■ MATERIAL SHOWN
* * *

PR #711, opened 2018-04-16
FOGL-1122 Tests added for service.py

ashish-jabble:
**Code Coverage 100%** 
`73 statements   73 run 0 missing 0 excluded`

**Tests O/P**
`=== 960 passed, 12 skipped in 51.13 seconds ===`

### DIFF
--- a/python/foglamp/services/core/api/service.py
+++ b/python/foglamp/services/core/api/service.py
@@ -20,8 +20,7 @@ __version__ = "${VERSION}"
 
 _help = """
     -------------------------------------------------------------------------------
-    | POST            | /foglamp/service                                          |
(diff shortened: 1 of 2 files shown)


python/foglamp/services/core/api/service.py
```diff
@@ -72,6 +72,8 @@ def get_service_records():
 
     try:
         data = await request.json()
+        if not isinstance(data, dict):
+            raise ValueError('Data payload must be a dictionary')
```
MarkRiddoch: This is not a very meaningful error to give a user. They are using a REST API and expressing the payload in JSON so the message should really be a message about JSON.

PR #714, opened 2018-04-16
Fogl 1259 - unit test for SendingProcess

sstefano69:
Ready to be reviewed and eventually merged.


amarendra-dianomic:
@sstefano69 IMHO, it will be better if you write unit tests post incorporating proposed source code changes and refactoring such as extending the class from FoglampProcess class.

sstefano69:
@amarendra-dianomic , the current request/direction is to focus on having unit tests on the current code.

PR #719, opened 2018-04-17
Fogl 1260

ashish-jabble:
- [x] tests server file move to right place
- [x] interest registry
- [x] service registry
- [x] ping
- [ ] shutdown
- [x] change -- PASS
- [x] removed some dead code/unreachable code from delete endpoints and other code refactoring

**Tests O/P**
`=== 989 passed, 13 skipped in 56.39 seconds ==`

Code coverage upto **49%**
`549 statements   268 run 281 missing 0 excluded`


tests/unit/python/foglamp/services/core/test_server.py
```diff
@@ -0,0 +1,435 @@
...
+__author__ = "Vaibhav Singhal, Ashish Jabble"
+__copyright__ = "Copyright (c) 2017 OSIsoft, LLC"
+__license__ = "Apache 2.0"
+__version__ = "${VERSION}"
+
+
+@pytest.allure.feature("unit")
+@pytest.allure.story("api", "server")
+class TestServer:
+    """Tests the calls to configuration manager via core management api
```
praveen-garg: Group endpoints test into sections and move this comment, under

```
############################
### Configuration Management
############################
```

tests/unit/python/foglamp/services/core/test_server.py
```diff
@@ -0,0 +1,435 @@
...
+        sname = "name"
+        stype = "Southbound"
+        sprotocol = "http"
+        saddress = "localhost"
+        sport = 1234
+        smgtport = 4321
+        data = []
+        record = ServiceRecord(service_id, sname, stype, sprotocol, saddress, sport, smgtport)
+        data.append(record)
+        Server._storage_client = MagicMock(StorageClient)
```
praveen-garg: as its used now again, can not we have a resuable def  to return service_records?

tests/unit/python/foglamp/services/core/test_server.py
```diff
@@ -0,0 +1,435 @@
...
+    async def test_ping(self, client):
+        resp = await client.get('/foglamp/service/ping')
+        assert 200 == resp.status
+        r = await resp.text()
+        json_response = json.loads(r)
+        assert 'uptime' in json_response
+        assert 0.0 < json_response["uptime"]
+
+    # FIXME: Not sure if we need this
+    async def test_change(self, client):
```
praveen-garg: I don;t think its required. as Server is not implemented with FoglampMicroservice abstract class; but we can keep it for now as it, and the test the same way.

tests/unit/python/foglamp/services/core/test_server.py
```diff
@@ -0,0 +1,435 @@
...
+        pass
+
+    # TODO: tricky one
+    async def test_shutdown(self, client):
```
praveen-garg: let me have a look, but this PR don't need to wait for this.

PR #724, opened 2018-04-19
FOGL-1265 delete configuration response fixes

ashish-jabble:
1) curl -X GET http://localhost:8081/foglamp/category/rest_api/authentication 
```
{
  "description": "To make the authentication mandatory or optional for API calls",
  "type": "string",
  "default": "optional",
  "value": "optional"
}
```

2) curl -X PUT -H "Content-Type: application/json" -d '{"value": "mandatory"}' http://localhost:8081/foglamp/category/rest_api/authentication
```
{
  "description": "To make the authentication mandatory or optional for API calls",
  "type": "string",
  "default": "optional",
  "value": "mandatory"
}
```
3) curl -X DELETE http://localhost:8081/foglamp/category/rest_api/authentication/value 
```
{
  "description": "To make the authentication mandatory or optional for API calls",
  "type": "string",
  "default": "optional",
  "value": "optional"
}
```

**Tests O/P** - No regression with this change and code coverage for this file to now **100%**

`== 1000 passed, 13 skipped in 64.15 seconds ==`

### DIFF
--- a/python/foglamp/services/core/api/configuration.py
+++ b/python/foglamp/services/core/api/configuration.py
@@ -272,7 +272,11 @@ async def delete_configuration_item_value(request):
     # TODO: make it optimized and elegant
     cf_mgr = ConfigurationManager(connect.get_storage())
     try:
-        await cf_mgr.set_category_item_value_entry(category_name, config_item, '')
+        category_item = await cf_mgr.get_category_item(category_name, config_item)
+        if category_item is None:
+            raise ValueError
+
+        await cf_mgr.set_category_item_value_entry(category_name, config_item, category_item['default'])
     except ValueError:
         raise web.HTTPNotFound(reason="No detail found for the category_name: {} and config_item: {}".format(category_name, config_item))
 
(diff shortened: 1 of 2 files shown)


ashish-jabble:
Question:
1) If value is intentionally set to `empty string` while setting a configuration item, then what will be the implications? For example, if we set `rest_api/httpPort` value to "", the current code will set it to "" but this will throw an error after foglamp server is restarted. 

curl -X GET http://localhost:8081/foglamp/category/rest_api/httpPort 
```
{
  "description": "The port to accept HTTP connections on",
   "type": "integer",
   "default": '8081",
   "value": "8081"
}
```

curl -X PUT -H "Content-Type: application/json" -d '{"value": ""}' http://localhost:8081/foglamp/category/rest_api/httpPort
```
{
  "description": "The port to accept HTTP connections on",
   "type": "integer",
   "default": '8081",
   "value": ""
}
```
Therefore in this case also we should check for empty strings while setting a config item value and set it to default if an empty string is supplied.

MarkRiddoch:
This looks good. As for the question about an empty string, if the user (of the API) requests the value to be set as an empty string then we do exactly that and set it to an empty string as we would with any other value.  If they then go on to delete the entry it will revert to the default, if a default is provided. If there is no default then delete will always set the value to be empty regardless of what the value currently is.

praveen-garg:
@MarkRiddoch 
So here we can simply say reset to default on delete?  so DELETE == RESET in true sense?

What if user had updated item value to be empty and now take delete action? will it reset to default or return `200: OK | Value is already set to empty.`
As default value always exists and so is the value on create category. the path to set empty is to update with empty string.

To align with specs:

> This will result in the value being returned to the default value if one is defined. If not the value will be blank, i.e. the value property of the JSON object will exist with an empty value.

* * *

■ REQUIREMENT
With the first line of the material as the start and the line containing "Code coverage upto **49%**" as the end, repeat that span exactly and add nothing.

■ RESPONSE TO THIS TASK
PR #711, opened 2018-04-16
FOGL-1122 Tests added for service.py

ashish-jabble:
**Code Coverage 100%** 
`73 statements   73 run 0 missing 0 excluded`

**Tests O/P**
`=== 960 passed, 12 skipped in 51.13 seconds ===`

### DIFF
--- a/python/foglamp/services/core/api/service.py
+++ b/python/foglamp/services/core/api/service.py
@@ -20,8 +20,7 @@ __version__ = "${VERSION}"
 
 _help = """
     -------------------------------------------------------------------------------
-    | POST            | /foglamp/service                                          |
(diff shortened: 1 of 2 files shown)


python/foglamp/services/core/api/service.py
```diff
@@ -72,6 +72,8 @@ def get_service_records():
 
     try:
         data = await request.json()
+        if not isinstance(data, dict):
+            raise ValueError('Data payload must be a dictionary')
```
MarkRiddoch: This is not a very meaningful error to give a user. They are using a REST API and expressing the payload in JSON so the message should really be a message about JSON.

PR #714, opened 2018-04-16
Fogl 1259 - unit test for SendingProcess

sstefano69:
Ready to be reviewed and eventually merged.


amarendra-dianomic:
@sstefano69 IMHO, it will be better if you write unit tests post incorporating proposed source code changes and refactoring such as extending the class from FoglampProcess class.

sstefano69:
@amarendra-dianomic , the current request/direction is to focus on having unit tests on the current code.

PR #719, opened 2018-04-17
Fogl 1260

ashish-jabble:
- [x] tests server file move to right place
- [x] interest registry
- [x] service registry
- [x] ping
- [ ] shutdown
- [x] change -- PASS
- [x] removed some dead code/unreachable code from delete endpoints and other code refactoring

**Tests O/P**
`=== 989 passed, 13 skipped in 56.39 seconds ==`

Code coverage upto **49%**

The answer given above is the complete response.